«Сварливая баба»: почему Розу Люксембург считали «неправильной революционеркой»
Вскоре после ее смерти, когда все левые течения уже решили, что она всегда «ошибалась» («действительно безнадежный случай», как недавно выразился в Encounter, вслед за очень многими, Георг Лихтхайм), в ее репутации произошел любопытный сдвиг. Были изданы два томика ее писем. И писем этих — совершенно личных, отмеченных простой, трогательно человеческой и часто поэтической красотой — оказалось достаточно, чтобы разрушить пропагандистский образ кровожадной красной Розы — по крайней мере всюду, кроме самых твердолобых антисемитских и реакционных кругов. Однако сложившийся тогда образ тоже был легендой — сентиментальный образ любительницы птиц и цветов, образ женщины, прощаясь с которой при ее выходе из тюрьмы охранники чуть не плакали — словно не знали, как им жить дальше без общения с этой странной заключенной, упрямо относившейся к ним как к людям. Неттл не упоминает об этом эпизоде, но мне его рассказывали еще в детстве, а потом подтвердил Курт Розенфельд, ее друг и адвокат, говоривший, что сам при этом прощании присутствовал.

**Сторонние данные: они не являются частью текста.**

PR #73, opened 2026-02-05
[Packaging / docs] Make `pip` install use the torch cu130

vincentzed:
thttps://github.com/Dao-AILab/quack/commit/0934868478610ab06c7d1695004be9e7dcde9adf

Here introduce Cu13, but to enable proper pip install, the editable install shall specify: torch cu130 in the pyproject toml

Also seems whl is not has cu13? (To my understanding)- can we have cu130 whl? It's fast to install, but it would be convenient from whl in the gh releases as well.


tridao (approved):

tridao:
Thanks!

PR #75, opened 2026-02-17
Better gemm configs that reduce 80% autotuning time

GarlGuo:
I benchmarked 18 different MoE configs on H100 and B300 GPU and checked all autotuning logs in quack. The new configs can match the original throughput while reducing 80% autotuning time.


tridao:
LGTM, can merge when it's ready

PR #80, opened 2026-03-11
CLC should be autotunable in SM100 rather than a fixed argument

GarlGuo:
CLC scheduler wins over static tile scheduler for 95% configs, but there are still cases where CLC tile scheduler have worse perf than static tile scheduler.


tridao:
@GarlGuo let's fix this and get this in? We're cutting a release for quack soon

tridao (approved):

Анекдот этот, по- видимому, достоверен, и его вызывающие некоторую неловкость черты как бы уравновешены другим анекдотом, который Неттл приводит. В 1907 году она и ее подруга Клара Цеткин (впоследствии «великая старуха» немецкого коммунизма) пошли прогуляться, забыли о времени и опоздали на встречу с Августом Бебелем, который уже начал за них беспокоиться. Тогда Роза предложила эпитафию для них обеих: «Здесь покоятся два последних мужчины немецкой социал-демократии». Семь лет спустя, в феврале 1914 года, ей удалось доказать истинность этой жестокой шутки в блестящей речи перед судьями уголовного суда, приговорившего ее за «подстрекательство» масс к гражданскому неповиновению в случае войны. (Кстати, не так уж плохо для «вечно ошибавшейся» женщины предстать перед судом по такому обвинению за пять месяцев до начала Первой мировой войны, которую мало кто из «серьезных» людей считал возможной.) М-р Неттл поступил очень разумно, перепечатав эту речь целиком; ее «мужественность» беспрецедентна в истории немецкого социализма.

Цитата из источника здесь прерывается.